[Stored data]
=-=-=

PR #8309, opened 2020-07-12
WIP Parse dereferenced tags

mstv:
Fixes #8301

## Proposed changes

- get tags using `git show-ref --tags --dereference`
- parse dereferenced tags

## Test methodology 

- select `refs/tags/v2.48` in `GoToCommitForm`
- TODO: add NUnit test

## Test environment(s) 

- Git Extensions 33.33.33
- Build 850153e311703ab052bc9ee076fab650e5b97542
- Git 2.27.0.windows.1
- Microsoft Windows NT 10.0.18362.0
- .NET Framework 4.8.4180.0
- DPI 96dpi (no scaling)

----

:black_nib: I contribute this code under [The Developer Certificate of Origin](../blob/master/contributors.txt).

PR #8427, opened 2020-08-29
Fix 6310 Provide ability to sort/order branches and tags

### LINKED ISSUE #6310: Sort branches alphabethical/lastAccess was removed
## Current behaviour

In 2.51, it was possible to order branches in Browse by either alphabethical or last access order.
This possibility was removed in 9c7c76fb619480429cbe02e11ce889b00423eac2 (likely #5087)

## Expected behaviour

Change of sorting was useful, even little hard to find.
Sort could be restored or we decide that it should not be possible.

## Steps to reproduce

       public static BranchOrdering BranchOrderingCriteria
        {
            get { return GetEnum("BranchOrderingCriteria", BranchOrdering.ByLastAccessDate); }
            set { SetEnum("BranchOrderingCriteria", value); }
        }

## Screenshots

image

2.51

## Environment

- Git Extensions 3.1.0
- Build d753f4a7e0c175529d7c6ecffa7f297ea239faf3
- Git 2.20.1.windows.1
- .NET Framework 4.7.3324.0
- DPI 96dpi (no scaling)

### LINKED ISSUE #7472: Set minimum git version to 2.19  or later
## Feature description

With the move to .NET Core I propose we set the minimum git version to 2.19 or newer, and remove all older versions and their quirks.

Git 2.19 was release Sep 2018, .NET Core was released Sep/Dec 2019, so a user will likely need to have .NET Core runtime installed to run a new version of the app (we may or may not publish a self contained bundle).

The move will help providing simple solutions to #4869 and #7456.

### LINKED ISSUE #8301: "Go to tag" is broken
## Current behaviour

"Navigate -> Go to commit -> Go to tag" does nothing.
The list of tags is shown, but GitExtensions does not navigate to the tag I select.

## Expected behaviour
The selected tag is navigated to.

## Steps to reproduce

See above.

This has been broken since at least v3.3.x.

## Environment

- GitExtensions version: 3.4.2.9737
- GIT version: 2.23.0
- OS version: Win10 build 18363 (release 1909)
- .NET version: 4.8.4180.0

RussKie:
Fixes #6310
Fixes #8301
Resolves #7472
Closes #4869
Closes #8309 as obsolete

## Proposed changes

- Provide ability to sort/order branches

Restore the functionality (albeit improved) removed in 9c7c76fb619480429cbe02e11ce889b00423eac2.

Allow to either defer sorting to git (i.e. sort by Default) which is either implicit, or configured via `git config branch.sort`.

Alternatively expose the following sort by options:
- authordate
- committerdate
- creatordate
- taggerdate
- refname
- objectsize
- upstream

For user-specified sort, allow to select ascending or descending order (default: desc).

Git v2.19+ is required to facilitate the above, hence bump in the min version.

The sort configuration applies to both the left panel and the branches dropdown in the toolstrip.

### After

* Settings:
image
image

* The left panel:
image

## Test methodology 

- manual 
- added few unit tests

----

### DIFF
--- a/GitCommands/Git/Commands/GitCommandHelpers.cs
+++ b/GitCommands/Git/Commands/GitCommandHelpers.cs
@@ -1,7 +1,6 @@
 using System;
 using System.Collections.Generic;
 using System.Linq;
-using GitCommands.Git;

=-=-=

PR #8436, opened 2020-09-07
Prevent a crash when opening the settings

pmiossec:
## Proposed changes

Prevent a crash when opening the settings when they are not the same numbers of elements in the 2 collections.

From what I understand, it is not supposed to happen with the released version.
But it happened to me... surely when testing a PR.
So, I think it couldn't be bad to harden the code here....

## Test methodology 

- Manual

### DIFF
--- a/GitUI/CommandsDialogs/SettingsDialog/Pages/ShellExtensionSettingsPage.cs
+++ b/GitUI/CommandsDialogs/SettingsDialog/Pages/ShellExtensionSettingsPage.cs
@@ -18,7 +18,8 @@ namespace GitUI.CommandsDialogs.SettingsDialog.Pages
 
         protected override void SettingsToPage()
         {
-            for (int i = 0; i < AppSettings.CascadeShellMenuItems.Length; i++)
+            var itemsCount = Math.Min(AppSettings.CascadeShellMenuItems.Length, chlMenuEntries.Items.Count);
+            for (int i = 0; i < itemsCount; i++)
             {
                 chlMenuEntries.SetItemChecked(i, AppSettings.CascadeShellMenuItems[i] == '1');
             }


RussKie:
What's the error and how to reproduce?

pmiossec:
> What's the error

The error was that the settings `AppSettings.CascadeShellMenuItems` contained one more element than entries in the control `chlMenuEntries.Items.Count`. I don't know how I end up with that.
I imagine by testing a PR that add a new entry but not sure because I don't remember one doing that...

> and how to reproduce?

=-=-=

**Exercise instructions**
What is asked for is an exact copy of the lines above from the one containing "PR #8309, opened 2020-07-12" through the one containing "PR #8427, opened 2020-08-29", and only those.

**Task response**
PR #8309, opened 2020-07-12
WIP Parse dereferenced tags

mstv:
Fixes #8301

## Proposed changes

- get tags using `git show-ref --tags --dereference`
- parse dereferenced tags

## Test methodology 

- select `refs/tags/v2.48` in `GoToCommitForm`
- TODO: add NUnit test

## Test environment(s) 

- Git Extensions 33.33.33
- Build 850153e311703ab052bc9ee076fab650e5b97542
- Git 2.27.0.windows.1
- Microsoft Windows NT 10.0.18362.0
- .NET Framework 4.8.4180.0
- DPI 96dpi (no scaling)

----

:black_nib: I contribute this code under [The Developer Certificate of Origin](../blob/master/contributors.txt).

PR #8427, opened 2020-08-29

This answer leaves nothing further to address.